Men who made an effort to think differently about their memories were likely to recall more positive memories than their peers. Men who used used suppression did not effect the recalling of positive or negative memories. However, women’s suppression was significantly associated with the recall of negative memories but with a lower mode afterward.


These findings are beneficial for both men and women to help them with understanding how they can deal with their negative and positive memories.




What do you guys think? Do you think that our abilities to recall memories are affected by gender and personality or does it just depend on the person only?




  1. Ben Harrison
    April 23, 2012 at 4:02 pm

    It is funny that you post this now, as one of my friends just did a similar study for a psych class. Participants were shown 10 words for a limited time, and then were given a short time to write any of the words they remembered. There were seven sets of words. The words chosen had specific meanings to men and women. One section, for example, contained brand names recognisable to many women, but alien to men. The opposite was also true for other sections, and some others contained a mix, or neutral words.
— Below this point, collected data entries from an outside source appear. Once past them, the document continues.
Issue #306, opened 2016-12-09
Cut 2.0.0 release


rnystrom:
# Launch Checklist

- [x] Run through documentation one last time checking header docs, formatting, and links (e.g. Guides)
- [x] PR [podspec version](https://github.com/Instagram/IGListKit/blob/master/IGListKit.podspec#L3) update to 2.0.0 against `master`
- [x] Add 2.0.0 release with changelog as notes
- [x] PR reseting changelog linking to release notes for 2.0.0 (include migration guide link)
  - [Example](https://github.com/jessesquires/JSQMessagesViewController/blob/develop/CHANGELOG.md#700)
- [x] Run `pod install` on examples
- [x] PR `master` against `stable` with latest commit https://github.com/Instagram/IGListKit/commit/b9ede32f5be71bed87b0d82c3cb7e50daa6444ea
- [x] Confirm `stable` is `0|0` [ahead/behind](https://github.com/Instagram/IGListKit/branches)
- [x] Publish GH release
- [x] `$ pod spec lint` locally and with CI
- [x] Push updated podspec with `$ pod trunk push IGListKit.podspec`
  - ~~@jessesquires do you have write access w/ IGListKit CP?~~
- [x] Verify 2.0.0 picked up on [Cocoapods](https://cocoapods.org/pods/IGListKit) including new documentation
- [ ] Test `$ pod install` on hobby weather app to see update
- [x] Send out tweestorm

rnystrom:
From 2.0.0 release notes draft:

> TODO:
> 
> Update and copy-pasta CHANGELOG.md here
> Update .xcodeproj and .podspec version numbers
> Gen and push docs
> Merge master into stable
> Close the milestone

    It is clear through past research that men and women process things differently, and it doesn’t surprise me that men and women remember differently. It also makes sense that personality causes changes in a way a person remembers something. This concept fascinates me. If you had two people and subjected them to the exact same day, with the same events happening, they would still manage to experience it so differently. I think that even a persons outlook can change what they remember. If I’m having a bad day, and someone cuts me off, I’m probably more likely to remember it then if I were having a normal day.

    Do you also think that emotions can change how or even what you remember?